I may of course be barking up the wrong tree.


----------



## AlisonM (Apr 23, 2012)

One of the hardest things I've had go do since dx is drastically reduce my fruit intake as I was told it has far too much sugar. I've since found I can 'get away' with small amounts of some things, a slice or two of apple or a few berries are OK for me, but any more than that and my BGs soar. In fact the only thing I seem able to eat freely is @?!!#& carrots!


----------



## slipper (Apr 23, 2012)

,re the carrots. What you say Alison is true I think for the other sugars in the fruit, as I too cant eat fruit unless with a meal, just bothers me that I may have to abandon yet another treat.


----------



## AlisonM (Apr 23, 2012)

In some ways, being diabetic has done me a favour, my diet was fairly healthy before but it's even better now. If I resent anything though, it's not being able to have fruit whenever I want.
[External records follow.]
PR #2007, opened 2024-06-26
Add just the necessary files to rollup watch mode

vstefanovic97:
I noticed when working on a v2 addon that it was considering all files inside `src` for watch mode.

This is not ideal, as in some cases we want to have exclusions, eg. if we have something (eg [postcss-d-ts](https://github.com/askirmas/postcss-d-ts)) that generated type declaration files for our css we don't want to have those files included in watch mode or else they will trigger infinite re-builds.

Made the change so we explicitly add only the files we need

### DIFF
--- a/packages/addon-dev/package.json
+++ b/packages/addon-dev/package.json
@@ -25,6 +25,14 @@
   "scripts": {
     "test": "jest"
   },
+  "peerDependencies": {
+    "rollup": "^4.6.0"
+  },
+  "peerDependenciesMeta": {
+    "rollup": {
+      "optional": true
+    }
+  },
   "dependencies": {
     "@embroider/core": "workspace:^",
     "@rollup/pluginutils": "^4.1.1",
--- a/packages/addon-dev/src/rollup-keep-assets.ts
+++ b/packages/addon-dev/src/rollup-keep-assets.ts
@@ -14,12 +14,6 @@ export default function keepAssets({
   return {
     name: 'copy-assets',
 
-    // Prior to https://github.com/rollup/rollup/pull/5270, we cannot call this
-    // from within `generateBundle`
-    buildStart() {
-      this.addWatchFile(from);
-    },
-
     // imports of assets should be left alone in the source code. This can cover
     // the case of .css as defined in the embroider v2 addon spec.
     async resolveId(source, importer, options) {
@@ -44,6 +38,8 @@ export default function keepAssets({
         globs: include,
         directories: false,
       })) {
+        this.addWatchFile(join(from, name));
+
         this.emitFile({
           type: 'asset',
           fileName: name,
--- a/packages/addon-dev/src/rollup-public-entrypoints.ts
+++ b/packages/addon-dev/src/rollup-public-entrypoints.ts
@@ -16,14 +16,14 @@ export default function publicEntrypoints(args: {
   return {
     name: 'addon-modules',
     async buildStart() {
-      this.addWatchFile(args.srcDir);
-
       let matches = walkSync(args.srcDir, {
         globs: [...args.include, '**/*.hbs', '**/*.ts', '**/*.gts', '**/*.gjs'],
         ignore: args.exclude,
       });
 
       for (let name of matches) {
+        this.addWatchFile(path.join(args.srcDir, name));
+
         // the matched file, but with the extension swapped with .js
         let normalizedName = normalizeFileExt(name);
 


packages/addon-dev/src/rollup-keep-assets.ts
```diff
@@ -14,12 +14,6 @@ export default function keepAssets({
   return {
     name: 'copy-assets',
 
-    // Prior to https://github.com/rollup/rollup/pull/5270, we cannot call this
```
vstefanovic97, line 17: From what I can see this issue got resolved

packages/addon-dev/src/rollup-public-entrypoints.ts
```diff
@@ -16,14 +16,14 @@ export default function publicEntrypoints(args: {
   return {
     name: 'addon-modules',
     async buildStart() {
-      this.addWatchFile(args.srcDir);
-
       let matches = walkSync(args.srcDir, {
         globs: [...args.include, '**/*.hbs', '**/*.ts', '**/*.gts', '**/*.gjs'],
         ignore: args.exclude,
```
vstefanovic97, line 21: Now it will take into account `exclude` option and exclude files from watch mode as well

NullVoxPopuli (approved):

packages/addon-dev/src/rollup-keep-assets.ts
mansona: They have a nifty bot that tells you what version of rollup includes the PR 🎉 apparently this was fixed in `rollup@4.6.0`.

I wonder if we have any peer dependency reference or anything that would allow us to say which versions of rollup are supported 🤔

mansona: also if we are changing the "rollup support matrix" this one change could technically make this a breaking change... maybe 🤔

vstefanovic97: @mansona that is a good point, I can add `rollup` as a peerDep to `@embroider/addon-dev`'s package.json file if you feel like that is the right approach?
And it might we a major release, if we take that into account?

packages/addon-dev/src/rollup-public-entrypoints.ts
```diff
@@ -16,14 +16,14 @@ export default function publicEntrypoints(args: {
...
       });
 
       for (let name of matches) {
+        this.addWatchFile(path.join(args.srcDir, name));
```
void-mAlex, line 25: what does this mean for css resources/images and paths that are not matched here?

vstefanovic97: @void-mAlex, if you just want to move some static assets to `dist` folder, then you should relly on the `rollup-keep-assets` file, but if you are talking about for example importing css or images inside of js files then it should be up to which ever rollup plugin you are using for that to add the css/image to the watched list.

For example, let's say you are doing
```
import styles from './foo.css'
```
And using [rollup-plugin-postcss](https://www.npmjs.com/package/rollup-plugin-postcss) to build this, in that case it is `rollup-plugin-postcss`'s job to include the css file to the watch list, which is does [here](https://github.com/egoist/rollup-plugin-postcss/blob/master/src/index.js#L124) I believe

packages/addon-dev/src/rollup-keep-assets.ts
mansona: so the fact that rollup does it really makes me feel like we should do the same thing. And we need to declare the minimum version of rollup that we support

if you want to go ahead and add that in this PR we can mark it as breaking and it will automatically get picked up and released correctly 👍

vstefanovic97: @mansona I added the change, take a look when you can

packages/addon-dev/package.json
```diff
@@ -25,6 +25,14 @@
   "scripts": {
     "test": "jest"
   },
+  "peerDependencies": {
+    "rollup": "^4.6.0"
+  },
+  "peerDependenciesMeta": {
+    "rollup": {
+      "optional": true
```
mansona, line 33: is this really true? 🤔 I mean there is no way that you can use this plugin in rollup without having rollup right?

vstefanovic97: @mansona as far as I saw, all the plugins from https://github.com/rollup/plugins/tree/master/packages have this, so thought it would be best to follow their convention

vstefanovic97: In theory maybe it's if someone build a plugin or wrapper on top of a plugin? IDK
But just left it their since I thought there must be a reason they have it

simonihmig (approved):
LGTM!

We do have addon-dev watch tests that would detect regressions, right? Or does this warrant some more manual testing?

mansona:
@simonihmig yea I'm happy this is covered 👍 LGTM

packages/addon-dev/package.json
mansona: I mean let's just go with what rollup does themselves 😂 👍

vstefanovic97:
Thank you @mansona, @void-mAlex,  @NullVoxPopuli , @simonihmig for the reviews and merging this so quickly!

simonihmig:
Thanks for your contribution! 👍🎉

patricklx:
I do not think this was correct. Now it does not detect new files added to the src folder

patricklx:
I think the right solution would have been to either setup watch exlcude or watch include
https://rollupjs.org/configuration-options/#watch-exclude

PR #2010, opened 2024-07-01
Fix v1 app self import

mansona:
This pulls the fixes out of https://github.com/embroider-build/embroider/pull/1997 that we know will fix a lot of people using vite. I'm not merging https://github.com/embroider-build/embroider/pull/1997 yet because it adds a test that will still fail because the work hasn't gone far enough

I don't want to block these fixes on solving the harder issues


mansona:
this was fixed in https://github.com/embroider-build/embroider/pull/2029

PR #2016, opened 2024-07-04
New babel config

### LINKED ISSUE #1962: implement the "correct solution" for babel config in vite
The current `babel.config.cjs` file imports something that is being built from the Embroider pre-build and re-exports it. We need to change this so that it is more "owned" by the app author. This means that we need to provide a function that will give you all the config necessary from classic (v1) addons that will be incorporated into a **real** babel config

Notes: 

- we should not rely on ember-cli-babel outputting any config, anything that ember-cli-babel adds should be part of the **real** babel config
- presets should always be in the top-level babel config and owned by the developer

A really basic design of this new babel config would look like: 

```js
const { loadLegacyBabelPlugins } = require('@embroider/compat/babel');

module.exports = {
  "plugins": [
    // the default set of plugins needed by an ember-app - currently provided by ember-cli-babel

    // this function will load all the other plugins that were provided by classic addons
    ...loadLegacyBabelPlugins(),
  ],
  "presets": [
    [
      "@babel/preset-env",
      {
        "modules": false,
        "targets": {
          "browsers": [
            "last 1 Chrome versions",
            "last 1 Firefox versions",
            "last 1 Safari versions"
          ]
        }
      }
    ]
  ]
}

```

BlueCutOfficial:
Fixes #1962 

TODO:
- [ ] If addons bring more than plugins (e.g. presets), use error messages to say it's not going to work. 
- [ ] Using test templates, check if we can remove the dependency on ember-cli-babel and write a dedicated test that still relies on it.
- [ ] Make sure we can use some `exclude` option with the new config that can achieve what `skipBabel` does.
- [ ] Merging app and legacy config: do we want to put effort in this case and let the app win? If so, how to identify the same plugin is defined on both side? (legacy json uses full path, so we would need to resolve app plugins to compare the paths?)
- [ ] Maybe rename `babel.ts` to `load-babel-config.ts` to be more explicit it's config loading and not some Babel plugin
- [ ] Check we can move `loadPluginDebugMacros` right after `loadLegacyPlugins` to simplify
- [ ] Create new issues to track the work to do on the upgrade guide


packages/compat/src/compat-app.ts
```diff
@@ -225,21 +225,8 @@ export default class CompatApp {
...
-    const babelConfig = babelAddon.buildBabelOptions({
-      'ember-cli-babel': {
-        ...this.legacyEmberAppInstance.options['ember-cli-babel'],
-        includeExternalHelpers: true,
-        compileModules: false,
-        disableDebugTooling: false,
-        disablePresetEnv: false,
-        disableEmberModulesAPIPolyfill: false,
-      },
-    });
```
BlueCutOfficial, line 239: Can I really remove this? I understand one goal of this task is to remove the dependency of any Ember app to ember-cli-babel, but I am not sure about this part.

In the present work-in-progress I debugged a build to identify what fields ember-cli-babel generates for the app-template and I moved the content from `.embroider/_babel_config_.json` to `babel.config.cjs`.

This 👆 is a set of "forced" options for ember-cli-babel, but it's not _all_ the [available options](https://www.npmjs.com/package/ember-cli-babel#options). What if more options are passed that impact the result list of plugins and presets? Should I keep `.embroider/_babel_config_.json` as it is even if duplicates some plugins with the blueprint? or is this point irrelevant and why?

BlueCutOfficial:
@ef4, @mansona,

About modifying this block 👉 https://github.com/embroider-build/embroider/blob/main/packages/compat/src/compat-app.ts#L244C1-L255C1 to help developers get how to update their app. I need some rough idea.

I understand the value of identifying app's options and addon's option to output good messages (e.g. addons' presets no longer working, move the app's options to `babel.config.cjs`...), but I don't think I can know that using only `legacyAppInstance.options.babel`. This field comes from ember-cli, which concat app's options and addon's option, so it's already an as-is parameter when we enter Embroider default pipeline. The only way I see to find what options come from where is to loop through addons, but if it's indeed the right thing to do, I wonder what would be the best place. Can I take advantage somehow of an existing loop, and create new information for `legacyAppInstance` to use?

ef4 (commented):
The only state that we need to capture during the prebuild is the plugins that were inserted by v1 addons. Most of our own plugins don't need to be in that legacy plugins list. They can be provided as directly importable utilities in the babel config.

Here is where we add many plugins: https://github.com/embroider-build/embroider/blob/93726590f5515de8e7194c2ffd9c4cd7b7e9fa89/packages/compat/src/compat-app-builder.ts#L227-L290

- syntax-dynamic-import may not be needed at all, I would be surprised if it's not enabled by default in new-enough babel. If it is needed, it can go directly in the user's config.
- rename-require-plugin is only needed by webpack, so it can be dropped entirely here
- babel-plugin-ember-template-compilation is important for users to be able to control in their own babel config. We will need to work on cleanly generating its options. For now, we could provide an importable utilities that builds the options for you.
- Macros is similar, users should be able to see it in their config, but right now it has a not-user-friendly API, so it could be an importable utility that wraps over that for now.
- template colocation could go directly into the users's config.
- babel-pluign-adjust-imports is a v1-addon rule-system-supporting plugin. I think we should consider renaming `loadLegacyPlugins()` to `v1AddonSupport()` and then it mean *both* the v1-addon-inserted plugins plus any of our own hacks like babel-plugin-adjust-imports that exist purely to support v1 addons. That way users either add or remove all v1 addon support, without needing to study a lot of details.

tests/addon-template/package.json
```diff
@@ -33,6 +33,10 @@
   },
   "devDependencies": {
     "@babel/core": "^7.19.3",
+    "@babel/plugin-proposal-decorators": "^7.22.5",
+    "@babel/plugin-transform-class-properties": "7.24.7",
+    "@babel/plugin-transform-private-methods": "7.24.7",
+    "@babel/plugin-transform-private-property-in-object": "^7.24.7",
```
ef4, line 39: This is a non-blocking comment, but it's probably safe for us to replace all four of these with https://github.com/ef4/decorator-transforms instead. It could be a separate PR.

BlueCutOfficial:
I could never finish this PR after the Embroider Initiative stopped, Ed implemented it in #2102.

PR #2028, opened 2024-07-05
Rename #embroider_compat/* to @embroider/virtual/*

### LINKED ISSUE #2026: Rename #embroider_compat/* to @embroider/virtual/*
Rename `#embroider_compat/(component|helper|modifier|ambiguous)/<path>` for invokable to `@embroider/virtual/(component|helper|modifier|ambiguous)/<path>` to stop confusing esbuild.

- Implement the rename by looking for references to `#embroider_compat`.
- `shared-internals/src/paths.ts`: pay attention to `const postfixRE = /[?#].*$/s;` that used to match `#embroider_compat` pattern: if we no longer have any request from a file starting with `#`, then there's no reason to separate `postfixRE` and `postfixREQueryParams` cases. `cleanUrl('@embroider/virtual/fancy?query="p"', false)` returns `@embroider/virtual/fancy` and we no longer need a special pattern to have a `#embroider` considered part of the path name.

BlueCutOfficial:
Fixes #2026

### DIFF
--- a/packages/compat/src/babel-plugin-adjust-imports.ts
+++ b/packages/compat/src/babel-plugin-adjust-imports.ts
@@ -119,7 +119,7 @@ function applyRules(
             t,
             adder,
             path,
-            `#embroider_compat/components/${dasherizedName}`,
+            `@embroider/virtual/components/${dasherizedName}`,
             `${lookup.owningEngine.packageName}/components/${dasherizedName}`
           )
         );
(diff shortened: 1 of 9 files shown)


ef4:
This is not going to be necessary. I have confirmed that we can do all this resolution from our esbuild resolver plugin before vite's depscan plugin sees them.

ef4:
(I'm not opposed to making the change for purely aesthetic reasons, if we want all our virtual stuff to match under one namespace. But we thought this would be necessary to get vite to respect these as potentially external deps, and that is not correct.)

BlueCutOfficial:
I have no strong opinion, we have this PR ready and it has the benefit of slightly simplifying the code in `shared-internals/src/paths.ts` 🤷‍♀️ As you like really, feel free to merge or close.

BlueCutOfficial:
Discussed with Chris: this PR brings value but we should wait for https://github.com/embroider-build/embroider/pull/2029 because it brings tests regarding dependencies making their way to Vite deps.

BlueCutOfficial:
@mansona rebased on `main` :)

PR #2032, opened 2024-07-07
add more vite dep tests

patricklx:


packages/vite/src/build.ts
```diff
@@ -47,7 +47,7 @@ export function compatPrebuild(): Plugin {
       viteCommand = command;
       viteMode = mode;
     },
-    async buildStart() {
+    async configResolved() {
```
patricklx, line 50: this is necessary, otherwise vite will not pick up changes to files

PR #2038, opened 2024-07-10
Revert "Add just the necessary files to rollup watch mode"

patricklx:
Reverts embroider-build/embroider#2007

this was not correct, now its not detecting new added files. This means rollup will not include any new files in the entrypoint.
I think the right solution would have been to either setup watch exlcude or watch include
https://rollupjs.org/configuration-options/#watch-exclude

and was giving me a headache why #1855 was suddenly failing after merging stable...

### DIFF
--- a/packages/addon-dev/package.json
+++ b/packages/addon-dev/package.json
@@ -25,6 +25,14 @@
   "scripts": {
     "test": "jest"
   },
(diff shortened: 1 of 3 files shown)


patricklx:
@vstefanovic97 can you check if this would also fix your issue?

PR #2039, opened 2024-07-10
Fix(static-app-test deps)/ `@babel/helper-modules-imports` not found

BlueCutOfficial:
I encountered an issue with the `static-app-test` scenario:
- If I run the tests with `pnpm run test --filter canary-static-app`, the tests are passing ✅ 
- But if I `pnpm test:output --scenario canary-static-app` then `pnpm build` the output, I have a build error ❌ 

```
Build Error (broccoli-persistent-filter:Babel > [Babel: ember-bootstrap]) in ember-bootstrap/ember-bootstrap/components/bs-accordion/item/title.js

[BABEL]: Cannot find module '@babel/helper-module-imports'
Require stack:
- /Users/marine/Desktop/Repos/opensource/embroider-build/embroider/tests/scenarios/output/node_modules/ember-bootstrap/node_modules/ember-concurrency/lib/babel-plugin-transform-ember-concurrency-async-tasks.js
```
It seems that ember-concurrency has a reference to `require('@babel/helper-module-imports')`, but it's a dev dependency and when I build the app locally the package is not found until it's explicitly part of the static-app-test dependencies.

PR #2043, opened 2024-07-12
Fix/ static-app-test shoud actively use `isClassic` macro

BlueCutOfficial:
🔗 Depends on #2039 so `canary-static-app` can be built locally. 

## Problem 

While working on a different task I tried to figure out what tests rely on a classic build and I noticed something wrong with `static-app-test`. This scenario is supposed to rely on a macro `isClassic` to assert behaviors that may or may not happen in classic builds. But it seems that at some point, we have stopped using any classic build in any test of the file, so `isClassic` is never `true`:

Fixtures:
```js
// app component
'macros-example.hbs': `
  <h1 data-macro>
    Welcome to this {{#if (macroCondition (macroGetOwnConfig "isClassic"))}}classic{{else}}embroider{{/if}} app!
  </h1>
`,

// app acceptance test
await visit('/macros-example');
if (getOwnConfig().isClassic) {
  assert.dom('[data-macro]').hasText('Welcome to this classic app!'); // NEVER EXECUTED
} else {
  assert.dom('[data-macro]').hasText('Welcome to this embroider app!');
}
``` 

## This PR 

This PR creates an app template specifically for the classic build because it's now very different from the app template we use for Vite. This way, the `true` path of `isClassic` macro is executed again. 

⚠️ I couldn't have the tests pass because `loaded-components` and `loaded-helpers` found modules they shouldn't be finding, but I don't know if that's:
- a legitimate problem we introduced and didn't notice because `isClassic` was always `false`
- something wrong with the classic template I created


ef4:
Thanks, looks good.

PR #2046, opened 2024-07-14
vite fix custom base url

### LINKED ISSUE #2189: [Vite] @embroider/virtual/vendor.js is not covered properly by Vite asset handling
The `<script src="/@embroider/virtual/vendor.js"></script>` in the _source_ index.html is not properly converted in the _output_ `dist/index.jtml`. As other assets, in a production build it should get fingerprinted and take [base](https://vite.dev/config/shared-options.html#base) into account. Not doing so makes this break production deployments.

## Expected

With a `base` of `https://cdn.example.com/`:

```
<script src="https://cdn.example.com/@embroider/virtual/vendor-Dx01Zf34.js"></script>
```

## Actual

```
<script src="/@embroider/virtual/vendor.js"></script>
```

patricklx:
this is for vite build.
Vite does only prefix base path to known public files. So, they do have to exist. This only happens on build, during dev all urls are prefixed...
Which does not work for virtual vendor.js and others that are generated later in the process 
https://github.com/vitejs/vite/blob/fe30349d350ef08bccd56404ccc3e6d6e0a2e156/packages/vite/src/node/plugins/html.ts#L456

also, any custom middleware needs to handle this, since base path can be setup during dev

fixes #2189

### DIFF
--- a/packages/compat/src/compat-app.ts
+++ b/packages/compat/src/compat-app.ts
@@ -459,7 +459,7 @@ export default class CompatApp {
       // internal implementation detail, and respecting outputPaths here is
       // unnecessary complexity. The corresponding code that adjusts the HTML
       // <link> is in updateHTML in app.ts.
-      outputPaths: { app: `/assets/${this.name}.css` },
+      outputPaths: { app: `/@embroider/virtual/app.css` },
       registry: this.legacyEmberAppInstance.registry,
       minifyCSS: this.legacyEmberAppInstance.options.minifyCSS.options,
     };
@@ -473,10 +473,10 @@ export default class CompatApp {
         version: 2,
         'public-assets': {},
       };
-      let assetPath = join(outputPath, 'assets');
+      let assetPath = join(outputPath, '@embroider', 'virtual');
       if (pathExistsSync(assetPath)) {
         for (let file of walkSync(assetPath, { directories: false })) {
-          addonMeta['public-assets']![`./assets/${file}`] = `/assets/${file}`;
+          addonMeta['public-assets']![`./@embroider/virtual/${file}`] = `/@embroider/virtual/${file}`;
         }
       }
       let meta: PackageInfo = {
--- a/packages/vite/src/assets.ts
+++ b/packages/vite/src/assets.ts
@@ -43,8 +43,9 @@ export function assets(): Plugin {
     configureServer(server) {
       return () => {
         server.middlewares.use((req, res, next) => {
-          if (req.originalUrl && req.originalUrl.length > 1) {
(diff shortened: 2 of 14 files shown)


void-mAlex:
how about making all those URLs relative instead?

patricklx:
> how about making all those URLs relative instead?

that doesn't work, because website can open at some level deeper.
e.g my-website.com/my-app/current-page
and then that doesn't work anymore

patricklx:
Maybe that vendor.js could be removed anyway. And directly import loaderjs in entry point?
Other things can also all be imported directly? It would break backwards compatibility though

void-mAlex:
> my-website.com/my-app/current-page
is exactly why it should be relative
today, the no1 reason why you can't use ./ for root_url is because of the testing framework and how that assumes things to be available
but making everything relative is the way to go

patricklx:
But then it would access ./my-page/current-page/asset/some-asset.js ?
For a src=./asset/some-asset.js

void-mAlex:
> But then it would access ./my-page/current-page/asset/some-asset.js ? For a src=./asset/some-asset.js

why would it?
it'a all about build time relativity and relative to initial html

patricklx:
Vite keeps it like that in the output...

Alex ***@***.***> schrieb am So., 14. Juli 2024, 19:52:

patricklx:
It's not a module... That's why

Patrick Pircher ***@***.***> schrieb am So., 14. Juli 2024,
20:21:

void-mAlex:
> Vite keeps it like that in the output..

yes, have it relative to begin with and you don't have an issue ( if there is somewhere I can see this falling short in today's world is the router) but that has problems regardless so you lose nothing by having always relative urls which should be the default as it enables exactly the kind of deploy you mentioned of `my-website.com/my-app/`

ef4:
vendor.js has to remain a script, not a module. That's why it continues to exist as a separate thing. All the code in it expects to run in script context.

patricklx:
i found that this is already done automatically by vite. https://vitejs.dev/guide/build.html#public-base-path
not sure why it was not working for me

void-mAlex:
I would hate for us to re introduce this root url concept in vite world
between base html tag and using relative paths we have better tools to deal wiht this without adding back what I consider broken concepts

patricklx:
> I would hate for us to re introduce this root url concept in vite world between base html tag and using relative paths we have better tools to deal wiht this without adding back what I consider broken concepts

i had older code still there. have a look now

ef4:
The implementation changes look good. For the test, I'd rather not maintain a whole separate matrix full of tests for this case. Can we perhaps add an additional `basePath` argument to `buildViteInternalsTest()` and invoke it from within the existing matrix of tests?

PR #2061, opened 2024-08-09
Adjusting reverse-exports API

ef4:
I want to use `@embroider/reverse-exports` for a new case where it's not an error to discover that a file is internal. So I would rather that it didn't throw in this case.


ef4:
This should technically be breaking in `@embroider/reverse-exports` and only a patch in `@embroider/core`, but I don't think release-plan makes that easy to say.

PR #2062, opened 2024-08-09
Keep app dir

ef4:
This is the last major step before removing app rewriting.


packages/core/src/module-resolver.ts
```diff
@@ -466,8 +466,15 @@ export class Resolver {
...
-    return logTransition('entrypoint', request, request.virtualize(resolve(pkg.root, '-embroider-entrypoint.js')));
+    let matched = resolveExports(pkg.packageJSON, '-embroider-entrypoint.js', {
+      browser: true,
+      conditions: ['default', 'imports'],
+    });
+    return logTransition(
+      'entrypoint',
+      request,
+      request.virtualize(resolve(pkg.root, matched?.[0] ?? '-embroider-entrypoint.js'))
+    );
```
ef4, line 477: This was a first attempt at fixing the way the entrypoint works, since it may need to crawl a different directory than the package root, given what's in package.json exports.

But this is not really sufficient by itself. The `AppFiles` class assumes that app and tests have already been smashed together.

packages/core/src/module-resolver.ts
```diff
@@ -1494,16 +1509,10 @@ export class Resolver {
     if (engineConfig) {
       // we're directly inside an engine, so we're potentially resolvable as a
       // global component
-
-      // this kind of mapping is not true in general for all packages, but it
-      // *is* true for all classical engines (which includes apps) since they
-      // don't support package.json `exports`. As for a future v2 engine or app:
-      // this whole method is only relevant for implementing packageRules, which
-      // should only be for classic stuff. v2 packages should do the right
-      // things from the beginning and not need packageRules about themselves.
```
ef4, line 1503: This comment was claiming we don't care about making this code work in native v2 packages, but it honestly seems easier to just make it work than guarantee that nobody will try to ever use `reverseComponentLookup` in a v2 package.

packages/core/src/module-resolver.ts
ef4: Putting the entrypoint inside a path that is mapped via package.json exports seems like a good idea, so this code is probably helpful. It ensures that we're resolving things that are actually supposed to be resolvable from outside the package. But we can't use only this path to identify which dirs to crawl when building the entrypoint, since there is more than one dir to crawl.

Instead, it probably makes sense to make the crawling code attempt to apply `resolve.exports` to `the-package/tests/example` and `the-package/example` to identify the two directories we need to crawl to build AppFiles.

PR #2071, opened 2024-08-22
change blueprint to not need a synthesized test entrypoint

ef4:
We no longer need to synthesize a dedicated test entrypoint, vite's built-in features (like eager import.meta.glob) are sufficient.

 - This will need test cleanup, as there are probably tests assuming the synthesized test entrypoint exists.
 - The other app templates need similar treatment to this one.


tests/ts-app-template/tests/index.html
```diff
@@ -30,9 +30,14 @@
...
+    <script type="module">import "ember-testing";</script>
+
+    <script type="module">
+      import { start } from './test-helper';
+      import.meta.glob("./**/*.{js,gjs,gts}", { eager: true });
+      start();
+    </script>
 
     {{content-for "body-footer"}}
-    {{content-for "test-body-footer"}}
```
patricklx, line 36: Should this be removed? It's still created in https://github.com/embroider-build/embroider/blob/b059849abbc8c9051192693f5b0fa70a77c836e3/packages/compat/src/content-for-config.ts#L20

PR #2075, opened 2024-08-23
Update ember standard modules to include @ember/renderer and @ember/-internals and ember-testing

NullVoxPopuli:
Ran in to this over on `@ember/test-helpers` v4 -- https://github.com/emberjs/ember-test-helpers/pull/1486/commits/0631b497dea8585f5d097a22d90508b9acff9d92

We have an escape hatch for addons to use, but these modules should probably be defined here.

Docs:
- https://api.emberjs.com/ember/release/modules/@ember%2Frenderer
  - (tho, these are incomplete, because renderSettled comes from here)

### DIFF
--- a/packages/shared-internals/src/ember-standard-modules.ts
+++ b/packages/shared-internals/src/ember-standard-modules.ts
@@ -45,6 +45,13 @@ emberVirtualPeerDeps.add('ember-source');
 // the modules-api-polyfill. Newer APIs need to be added here.
 emberVirtualPackages.add('@ember/owner');
 
+// Added in ember-source 4.5.0-beta.1
+emberVirtualPackages.add('@ember/renderer');
+
+// Not provided by rfc176-data, but is needed for special librarys
+// that know the dangers of importing private APIs
+emberVirtualPackages.add('@ember/-internals');
+
 // these are not public API but they're included in ember-source, so for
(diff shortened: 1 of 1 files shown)


mkszepp:
After adding in ember-power-select (and also ember-power-calendar) the peerDependency `ember/test-helpers` v4 we are running into the error:
Error: Could not find module `@ember/renderer` imported from `ember-power-select/test-support`

The error is only present in old ember versions (3.28 and 4.4...) everything else looks fine...

pipeline 3.28: https://github.com/cibernox/ember-power-select/actions/runs/10590872677/job/29347390528?pr=1848#step:6:115
pipeline 4.4: https://github.com/cibernox/ember-power-select/actions/runs/10590872677/job/29347390717?pr=1848#step:6:87

- For 3.28 i have set in ember-try `2.9.4` (as it the official last version which supports 3.x) =>  i don't understand why we can get now the error after updating test-helpers...
- For 4.4 i'm using latest test helper as its official supported...

The addons (and also the app) is forcing  `^4.0.2` of test-helpers

Maybe our issue is related and fixed with this PR.

I don't like to add `@ember/renderer`... in addon as external package as we don't use it directly, but this atm maybe the only fix...

Hope we can get this fix otherwise we can't allow test-helpers v4 for the addons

One of my earliest memories is of going with my dad to a field across the road from our billet outside Paphos (Cyprus) to cut a fresh pineapple for breakfast, I would have been about 2.5. I miss pineapple!


----------



## Vicsetter (Apr 23, 2012)

AlisonM said:


> In some ways, being diabetic has done me a favour, my diet was fairly healthy before but it's even better now. If I resent anything though, it's not being able to have fruit whenever I want. One of my earliest memories is of going with my dad to a field across the road from our billet outside Paphos (Cyprus) to cut a fresh pineapple for breakfast, I would have been about 2.5. I miss pineapple!



I find that the pineapples you buy these days are incredibly sweet (& yummy) whereas when I was at school they were incredibly acidic and I would only eat tinned ones.  Are they a different variety?
BTW I find I can eat Morrisons tinned grapefruit segments in their own juice without much effect on BG (7g carbs per 100), if you are not on most statins (pravastatin is OK) it might be worth a try.


----------



## grufflybear (Apr 28, 2012)

The thing I do miss from my pre-diagnosis diet is the fruit, by careful monotoring I have worked out that I can eat small quantities spread through the day so I can still enjoy it.  It is probably quite important to manage to eat some fruit because of the benefits of vitamins and minerals from a fresh natural source.


----------



## Robster65 (Apr 28, 2012)

Just to clarify, any sugar or carb, from any source (as far I've always been aware) will go from stomach to blood. It will then go through liver and pancreas which will 'decide' whether to leave it there or convert it to fat.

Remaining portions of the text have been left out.